C'est l'attente de tous les habitants de la haute vallée de l'Aude, c'est le rôle normal de l'Etat de faire jouer la solidarité nationale pour les territoires en difficulté. (Applaudissements sur les travées socialistes. - M. Jean-Jacques Robert applaudit également.)
M. le président. La parole est à M. le secrétaire d'Etat.
M. Christian Pierret, secrétaire d'Etat à l'industrie. Monsieur le président, messieurs les rapporteurs, mesdames, messieurs les sénateurs, mes premiers mots s'adresseront naturellement aux rapporteurs et aux différents orateurs des groupes qui ont présenté et commenté le projet de budget qui vous est proposé. Je les remercie sincèrement de leur contribution éclairante, même si elle fut parfois un peu polémique.

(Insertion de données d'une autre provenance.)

Issue #318, opened 2023-07-25
[Bug]: Hook can steal tokens on withdrawal 


damianrusinek:
### Describe the bug

The withdrawal fee fetched from hook is never validated in terms of max value (as are the protocol fees for example). This allows the hook to set value 1 as the hook fee and when fees are collected ([_calculateExternalFees](https://github.com/Uniswap/v4-core/blob/main/contracts/libraries/Pool.sol#L275)) all withdrawn tokens (minus 1 due to rounding) is accounted for the hook.

Things that make the attack harder:
* User can try to _take_ correct amount of tokens and the withdrawal will revert, but I am sure there will be routers that will take what is allowed after withdrawal.

Things that make the attack easier and more impactful:
* Hook owner can front-run withdrawals, update the fees in hook and fetch them (via _setHookFees_). 
* Hook owner can make it unprofitable to withdraw, resulting in DoS on withdrawal.

### Expected Behavior

The withdrawal fees should limited. Using the same check as is for swap fees (value lower than 4 not accepted) still makes it possible to have 25% withdrawal fee which is quite big. Swap fee is limited to 1%.

### To Reproduce

git checkout poc/hook_fee_bug
forge test -vv --mp test/foundry-tests/Fees.t.sol --mt testHookFeeOnWithdrawalShouldNotSteallAllWithdrawnTokens

### Additional context

I have added the PoC in PR: https://github.com/Uniswap/v4-core/pull/319

damianrusinek:
I can make a gist with test if you want, so that you do not need to clone my repo.

snreynolds:
> The withdrawal fee fetched from hook is never validated in terms of max value

This was actually an intentional design for hook fees. I am open to changing that assumption, but there were a few use cases that we thought maybe would warrant a 100% fee... ie hook has a special way of distributing fees to LPs

damianrusinek:
I understand the business need behind the mentioned functionality, but I would like to highlight some concerns which convince me that it is still a vulnerability:
* The rarity of the mentioned case leads me to believe it is an infrequent scenario.
* The current implementation grants significant power to the hook, allowing it to modify fees without any restrictions, including the possibility of front-running and enabling an upgradeable contract.
* While the functionality is labeled as a "withdrawal fee," it appears more akin to a complete takeover of withdrawn tokens rather than a standard fee structure.
[...]

PR #319, opened 2023-07-25
Added POC that shows bug on withdrawal hook fee.

damianrusinek:
## Related Issue
This PR refers to this https://github.com/Uniswap/v4-core/issues/318 issue but does not resolve it yet as it requires some business decision.

## Description of changes
Added test that is failed when the withdrawal fee is greater than 25% as it was assumed for swap fee, but swap fees were also limited to 1% and 25% referred to distribution between protocol and hook. Therefore, the test will need to be changed when the decision how to solve this problem is made.

### DIFF
--- a/test/foundry-tests/Fees.t.sol
+++ b/test/foundry-tests/Fees.t.sol
@@ -543,4 +543,35 @@ contract FeesTest is Test, Deployers, TokenFixture, GasSnapshot {
             fee = value << 4;
         }
     }
+
+    function testHookFeeOnWithdrawalShouldNotSteallAllWithdrawnTokens() public {
+
+        int128 liquidity = 10e18;
+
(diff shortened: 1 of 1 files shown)


test/foundry-tests/Fees.t.sol
```diff
@@ -543,4 +543,35 @@ contract FeesTest is Test, Deployers, TokenFixture, GasSnapshot {
             fee = value << 4;
         }
     }
+
+    function testHookFeeOnWithdrawalShouldNotSteallAllWithdrawnTokens() public {
```
0xb10ckdev, line 547: Typo: `Steall`

hensha256:
Closing - left a comment in #318 about why im closing it.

J'apporterai la réponse la plus précise possible à leurs interventions, mais le temps qui m'est imparti et l'heure tardive m'obligeront à répondre à un certain nombre de questions, notamment aux problèmes locaux, par écrit. Je le ferai sérieusement, avec conscience et le plus vite possible.

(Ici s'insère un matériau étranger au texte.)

PR #324, opened 2023-07-28
NoOp implementation with flag

emmaguo13:
A NoOp implementation with a NoOp flag is helpful to be able to make checks on the hook before the pool initializes with the hook. For instance, if we wanted to add checks that hooks that NoOp on beforeSwap are not able to take a protocol fee, having a flag would be helpful (this example is not implemented in this PR, but could be built on top of this PR).


.gitmodules
```diff
@@ -9,4 +9,4 @@
 	url = https://github.com/transmissions11/solmate
 [submodule "lib/openzeppelin-contracts"]
 	path = lib/openzeppelin-contracts
-	url = https://github.com/OpenZeppelin/openzeppelin-contracts
```
ewilz, line 12: I think their url does auto direct to the SnakeCase, so this maybe does seem more correct?

snreynolds (changes requested):

contracts/PoolManager.sol
```diff
@@ -196,8 +196,13 @@ contract PoolManager is IPoolManager, Fees, NoDelegateCall, ERC1155, IERC1155Rec
         returns (BalanceDelta delta)
     {
         if (key.hooks.shouldCallBeforeModifyPosition()) {
-            if (key.hooks.beforeModifyPosition(msg.sender, key, params) != IHooks.beforeModifyPosition.selector) {
-                revert Hooks.InvalidHookResponse();
+            bytes4 selector = key.hooks.beforeModifyPosition(msg.sender, key, params);
+            if (selector != IHooks.beforeModifyPosition.selector) {
+                if (key.hooks.isNoOp() && selector == Hooks.RETURN_BEFORE_MODIFY) {
```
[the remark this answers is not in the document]
ewilz: maybe calling it `Hooks.NOOP_SELECTOR` would be more readable, (do need a different one for each hook callback?)

but yah, agree the way the code is, it doesn't _have_ to return the noop selector

test/foundry-tests/Hooks.t.sol
```diff
@@ -227,7 +230,7 @@ contract HooksTest is Test, Deployers, GasSnapshot {
     }
 
     function testValidateHookAddressBeforeAndAfterInitialize(uint152 addr) public {
```
snreynolds, line 232: It was a little unlcear why we have to now add the mask `0x007ffffFfffffffffFffffFFfFFFFFFffFFfFFff`to the address.. We don't need it before bc we require inputs to be uint152 which works nicely with / it guarantees 8 cleared upper bits. Maybe instead we now allow it to be uint160 and mask it or shift it right 9 bits.

snreynolds: or add comment?

test/foundry-tests/PoolManager.t.sol
```diff
@@ -984,6 +985,106 @@ contract PoolManagerTest is Test, Deployers, TokenFixture, GasSnapshot, IERC1155
...
+
+        // Donate
+        snapStart("donate with noop");
+        delta = donateRouter.donate(key, 0, 0);
+        snapStart("donate with noop");
+
+        assertEq(delta.amount0(), 0);
+        assertEq(delta.amount1(), 0);
+    }
+
```
snreynolds, line 1040: Would add a test that initializing a pool with the address that just enables NoOp and nothing else reverts successfully

snreynolds (changes requested):

src/PoolManager.sol
```diff
@@ -184,16 +184,20 @@ contract PoolManager is IPoolManager, Fees, NoDelegateCall, Claims {
         IPoolManager.ModifyPositionParams memory params,
         bytes calldata hookData
     ) external override noDelegateCall onlyByLocker returns (BalanceDelta delta) {
+        PoolId id = key.toId();
```
snreynolds, line 187: Why move this to the top level? Seems cleaner to have it in` Pool.sol`

test/Hooks.t.sol
```diff
@@ -168,8 +168,8 @@ contract HooksTest is Test, Deployers, GasSnapshot {
     }
 
     // hook validation
-    function testValidateHookAddressNoHooks(uint152 addr) public {
-        uint160 preAddr = uint160(uint256(addr));
+    function testValidateHookAddressNoHooks(uint160 addr) public {
+        uint160 preAddr = addr & uint160(0x007ffffFfffffffffFffffFFfFFFFFFffFFfFFff);
```
snreynolds, line 172: I have a change to this file on this branch that I think will make updating these tests a lot easier when we introduce new flags. See here -(just flagging) since we'd have conflicts. https://github.com/Uniswap/v4-core/blob/access-lock/test/Hooks.t.sol#L32

test/Hooks.t.sol
```diff
@@ -182,7 +182,8 @@ contract HooksTest is Test, Deployers, GasSnapshot {
                 beforeSwap: false,
                 afterSwap: false,
                 beforeDonate: false,
-                afterDonate: false
+                afterDonate: false,
+                noOp: false
```
snreynolds, line 186: Add `assertFalse(Hooks.shouldAllowNoOp(hookAddr));` All the other tests where you add noOp: false needs this statement as well

test/Hooks.t.sol
```diff
@@ -578,15 +628,16 @@ contract HooksTest is Test, Deployers, GasSnapshot {
                 beforeSwap: true,
                 afterSwap: true,
                 beforeDonate: true,
-                afterDonate: true
+                afterDonate: true,
+                noOp: false
```
snreynolds, line 632: this should be set to true?

test/PoolManager.t.sol
```diff
@@ -1193,6 +1210,143 @@ contract PoolManagerTest is Test, Deployers, TokenFixture, GasSnapshot {
...
+        // Swap
+        IPoolManager.SwapParams memory swapParams =
+            IPoolManager.SwapParams({zeroForOne: true, amountSpecified: 100, sqrtPriceLimitX96: SQRT_RATIO_1_2});
+
+        PoolSwapTest.TestSettings memory testSettings =
+            PoolSwapTest.TestSettings({withdrawTokens: true, settleUsingTransfer: true});
+
+        delta = swapRouter.swap(key, swapParams, testSettings, ZERO_BYTES);
+
+        assertEq(delta.amount0(), 0);
```
snreynolds, line 1297: I think delta will be 0 even if NoOp doesn't work here because there is no underlying liquidity in the pool. (It NoOps the add liquidity before). 

So I think we should check that delta is 0 and there are reserves in the pool manager

test/PoolManager.t.sol
```diff
@@ -1193,6 +1210,143 @@ contract PoolManagerTest is Test, Deployers, TokenFixture, GasSnapshot {
...
+
+        // Donate
+        delta = donateRouter.donate(key, 1 ether, 1 ether, ZERO_BYTES);
+
+        assertEq(delta.amount0(), 0);
+        assertEq(delta.amount0(), 0);
+        assertEq(manager.reservesOf(currency0), 0);
+        assertEq(manager.reservesOf(currency1), 0);
+    }
+
```
snreynolds, line 1310: Could also add a test on a pool that has a NoOp flag, beforeInitializeFlag and beforeSwap flag. Then return a NoOp selector in initialize and ensure it fails

snreynolds (changes requested):

src/PoolManager.sol
hensha256: Because if its in the pool, then its _after_ the hook call. So that means on an uninitialized pool, a `swap` transaction succeeds with a hook that NoOps (even though the pool doesnt exist). So I've moved it top level so that we can maintain the invariant that actions on an uninitialized pool always revert

test/Hooks.t.sol
hensha256: oh niceeeeee, great change

test/PoolManager.t.sol
hensha256: > I think delta will be 0 even if NoOp doesn't work here because there is no underlying liquidity in the pool. (It NoOps the add liquidity before).

Thats true - it would actually revert in the `swapRouter` for that because it checks if noop was allowed when delta was 0. So I'll just remove these checks - its handled in the other contract. (And reserves are checked on the next line)

test/PoolManager.t.sol
hensha256: yeah good idea

src/PoolManager.sol
marktoda: maybe new modifier `onlyInitializedPool(key)`? that duplicates id hashing in code but id guess it gets compiled out, could check?

src/PoolManager.sol
```diff
@@ -185,16 +185,20 @@ contract PoolManager is IPoolManager, Fees, NoDelegateCall, Claims {
...
+        if (pools[id].isNotInitialized()) revert PoolNotInitialized();
+
         if (key.hooks.shouldCallBeforeModifyPosition()) {
-            if (
-                key.hooks.beforeModifyPosition(msg.sender, key, params, hookData)
-                    != IHooks.beforeModifyPosition.selector
-            ) {
-                revert Hooks.InvalidHookResponse();
+            bytes4 selector = key.hooks.beforeModifyPosition(msg.sender, key, params, hookData);
```
marktoda, line 192: the length of the per-hook block expands once again https://github.com/Uniswap/v4-core/pull/404/files#r1397713947

I might tinker with some refactors here later

src/PoolManager.sol
```diff
@@ -185,16 +185,20 @@ contract PoolManager is IPoolManager, Fees, NoDelegateCall, Claims {
...
+            if (selector != IHooks.beforeModifyPosition.selector) {
+                if (key.hooks.isValidNoOpCall(selector)) {
+                    return BalanceDelta.wrap(0);
```
marktoda, line 195: Maybe some return indication here to tell the caller that custom accounting was used?
Either a special sentinel value (though that could probs always conflict with a truly possible balancedelta) or a separate boolean?

src/PoolManager.sol
```diff
@@ -185,16 +185,20 @@ contract PoolManager is IPoolManager, Fees, NoDelegateCall, Claims {
...
+
         if (key.hooks.shouldCallBeforeModifyPosition()) {
-            if (
-                key.hooks.beforeModifyPosition(msg.sender, key, params, hookData)
-                    != IHooks.beforeModifyPosition.selector
-            ) {
-                revert Hooks.InvalidHookResponse();
+            bytes4 selector = key.hooks.beforeModifyPosition(msg.sender, key, params, hookData);
+            if (selector != IHooks.beforeModifyPosition.selector) {
+                if (key.hooks.isValidNoOpCall(selector)) {
```
marktoda, line 194: can flatten these ifs with
```
if (IisValidNoop(selector) => return 0
else if (selector != correct selector) => revert

```

marktoda: downside is one extra branch and check in the happy not-noop path but personally think thats worth the flattening

src/libraries/Hooks.sol
```diff
@@ -58,7 +63,12 @@ library Hooks {
     /// @notice Ensures that the hook address includes at least one hook flag or dynamic fees, or is the 0 address
     /// @param hook The hook to verify
     function isValidHookAddress(IHooks hook, uint24 fee) internal pure returns (bool) {
-        // If there is no hook contract set, then fee cannot be dynamic and there cannot be a hook fee on swap or withdrawal.
```
marktoda, line 61: this comment still applies to the bottom part right?

src/test/PoolDonateTest.sol
```diff
@@ -54,6 +57,14 @@ contract PoolDonateTest is PoolTestBase, Test {
 
         assertEq(reserveBefore0, reserveAfter0);
         assertEq(reserveBefore1, reserveAfter1);
+
+        if (BalanceDelta.unwrap(delta) == 0 && (data.amount0 > 0 || data.amount1 > 0)) {
+            // The donate did not work - so check that this hook is allowed to NoOp
+            // Then we can return, as we dont need to settle
+            assert(data.key.hooks.shouldAllowNoOp());
```
marktoda, line 64: assert comments help w/ debugging failing tests

test/PoolManager.t.sol
```diff
@@ -651,6 +651,180 @@ contract PoolManagerTest is Test, Deployers, GasSnapshot {
...
+        // Now we let the modify position succeed (so we can test donate)
+        mockHooks.setReturnValue(mockHooks.afterModifyPosition.selector, mockHooks.afterModifyPosition.selector);
+        modifyPositionRouter.modifyPosition(key, LIQ_PARAMS, ZERO_BYTES);
+
+        // Fails at afterDonate hook when it returns a NoOp
+        mockHooks.setReturnValue(mockHooks.afterDonate.selector, Hooks.NO_OP_SELECTOR);
+        vm.expectRevert(Hooks.InvalidHookResponse.selector);
+        donateRouter.donate(key, 100, 100, ZERO_BYTES);
+    }
+
```
marktoda, line 827: No test for reverts if noop flag not set but noop sentinel returned?

src/libraries/Hooks.sol
zhongeric, line 61: nit: keep comment?

test/PoolManager.t.sol
```diff
@@ -651,6 +651,180 @@ contract PoolManagerTest is Test, Deployers, GasSnapshot {
...
+        modifyPositionRouter.modifyPosition(key, LIQ_PARAMS, ZERO_BYTES);
+
+        // Now we let the modify position succeed (so we can test donate)
+        mockHooks.setReturnValue(mockHooks.afterModifyPosition.selector, mockHooks.afterModifyPosition.selector);
+        modifyPositionRouter.modifyPosition(key, LIQ_PARAMS, ZERO_BYTES);
+
+        // Fails at afterDonate hook when it returns a NoOp
+        mockHooks.setReturnValue(mockHooks.afterDonate.selector, Hooks.NO_OP_SELECTOR);
+        vm.expectRevert(Hooks.InvalidHookResponse.selector);
+        donateRouter.donate(key, 100, 100, ZERO_BYTES);
```
zhongeric, line 825: missing coverage for forbidden afterSwap?

src/PoolManager.sol
snreynolds: modifier or helper func sgtm :)

src/PoolManager.sol
snreynolds: Makes sense, I think both this and AccessLock introduce some spaghetti paths that we can clean up in a follow up?

src/PoolManager.sol
snreynolds: Hmm interesting.. I like that idea. That would definitely make writing tests (or any integrating contract) a little easier so I'm in favor.

src/PoolManager.sol
```diff
@@ -295,13 +305,21 @@ contract PoolManager is IPoolManager, Fees, NoDelegateCall, Claims {
...
+            if (selector != IHooks.beforeDonate.selector) {
+                if (key.hooks.isValidNoOpCall(selector)) {
+                    return BalanceDelta.wrap(0);
+                } else {
+                    revert Hooks.InvalidHookResponse();
+                }
             }
         }
 
-        delta = _getPool(key).donate(amount0, amount1);
```
snreynolds, line 304: Remove _getPool() then?

src/libraries/Hooks.sol
```diff
@@ -98,4 +108,12 @@ library Hooks {
     function shouldCallAfterDonate(IHooks self) internal pure returns (bool) {
         return uint256(uint160(address(self))) & AFTER_DONATE_FLAG != 0;
     }
+
+    function shouldAllowNoOp(IHooks self) internal pure returns (bool) {
```
snreynolds, line 112: `hasPermissionToNoOp`?

src/test/PoolSwapTest.sol
```diff
@@ -58,12 +61,16 @@ contract PoolSwapTest is Test, PoolTestBase {
         (,, uint256 reserveAfter0, int256 deltaAfter0) = _fetchBalances(data.key.currency0, data.sender);
         (,, uint256 reserveAfter1, int256 deltaAfter1) = _fetchBalances(data.key.currency1, data.sender);
 
-        // Make sure youve added liquidity to the test pool!
-        if (BalanceDelta.unwrap(delta) == 0) revert NoSwapOccurred();
```
snreynolds, line 62: Ah nice - yeah I think also this isn't true for example when you swap on a pool whos liquidity is entirely in one token. Edge case.. but good to remove imo

snreynolds: and now its necessary for no op :P

test/Hooks.t.sol
```diff
@@ -536,15 +601,16 @@ contract HooksTest is Test, Deployers, GasSnapshot {
...
```
snreynolds, line 605: I think this still needs to be set to true?

snreynolds (changes requested):

src/PoolManager.sol
hensha256: yeah I think we should wait to get both this and AccessLock in given they both change it - and then we can do that after :)

src/PoolManager.sol
hensha256: Modifier put gas up by 1000 for swaps because of repeated hashing. I've put in a helper function instead

src/PoolManager.sol
hensha256: Changed it to return the maximum int256... it feels unlikely that a legit trade would ever return that?

snreynolds (commented):
lookin goood! just a few comments.

Lastly, I think it will be good to write some NoOp tests with nested hooks/re-entrancy. Like swap on a hook who calls swap on a different hook that first NoOps and then doesn't... and vice versa

src/types/BalanceDelta.sol
```diff
@@ -22,7 +22,13 @@ function sub(BalanceDelta a, BalanceDelta b) pure returns (BalanceDelta) {
     return toBalanceDelta(a.amount0() - b.amount0(), a.amount1() - b.amount1());
 }
 
+function eq(BalanceDelta a, BalanceDelta b) pure returns (bool) {
+    return a.amount0() == b.amount0() && a.amount1() == b.amount1();
+}
+
 library BalanceDeltaLibrary {
+    BalanceDelta public constant MAXIMUM_DELTA = BalanceDelta.wrap(int256(type(uint256).max));
```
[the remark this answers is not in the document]
hensha256: I just did it because Mark requested we use a sentinel value [here](https://github.com/Uniswap/v4-core/pull/324#discussion_r1397789015) - and 0 isnt a sentinel value really in this situation. Will add a comment!

test/Hooks.t.sol
```diff
@@ -519,12 +548,48 @@ contract HooksTest is Test, Deployers, GasSnapshot {
...
+        assertTrue(Hooks.shouldCallBeforeDonate(hookAddr));
+        assertFalse(Hooks.shouldCallAfterDonate(hookAddr));
+        assertTrue(Hooks.hasPermissionToNoOp(hookAddr));
+    }
+
+    function testValidateHookAddressFailsAllHooks(uint160 addr, uint8 mask) public {
+        uint160 preAddr = addr & uint160(0x007ffffFfffffffffFffffFFfFFFFFFffFFfFFff);
         vm.assume(mask != 0xff);
-        IHooks hookAddr = IHooks(address(uint160(preAddr) | (uint160(mask) << 152)));
+        IHooks hookAddr = IHooks(address(preAddr | (uint160(mask) << 152)));
```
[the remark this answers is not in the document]
hensha256: Oh i see this test doesnt even do what it wants - it can only set a flag up to 0xff but we now have more flags than that. Will fix it.

hensha256:
> Lastly, I think it will be good to write some NoOp tests with nested hooks/re-entrancy. Like swap on a hook who calls swap on a different hook that first NoOps and then doesn't... and vice versa

@snreynolds this is a post-access lock PR right? I'll add to the testing issue that we need to test the interactions of NoOp and Access Lock with this example!

zhongeric (approved):
Looks good!

snreynolds (approved):
🚢 🎊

Ce budget est au service d'une politique claire et déterminée, dédiée à l'efficacité et à la compétitivité de nos entreprises.
Pour s'en tenir aux finalités, et pour synthétiser, je dirai que l'action du Gouvernement dans le domaine dont j'ai la responsabilité vise à promouvoir et à accompagner la modernisation et l'adaptation de nos entreprises industrielles, à conforter l'efficacité de nos services publics et à garantir une énergie sûre et compétitive.
Ces trois points, je voudrais les développer devant vous en répondant à vos questions.
Je considère que notre première responsabilité collective est de permettre à nos entreprises de s'adapter dans les meilleures conditions aux formidables mutations de cette fin de siècle.
Je rappellerai brièvement les mutations qui me paraissent les plus décisives.
Il s'agit tout d'abord de la mondialisation des marchés et de la concurrence, et de l'établissement d'un vaste marché mondial qui élargit extraordinairement le champ d'action des entreprises en termes de débouchés comme en termes de concurrence.
Il s'agit ensuite du passage à l'euro et de l'achèvement du Marché unique européen, qui est un impératif absolu pour la France.
Il s'agit encore de la révolution des nouvelles technologies de l'information et de la communication.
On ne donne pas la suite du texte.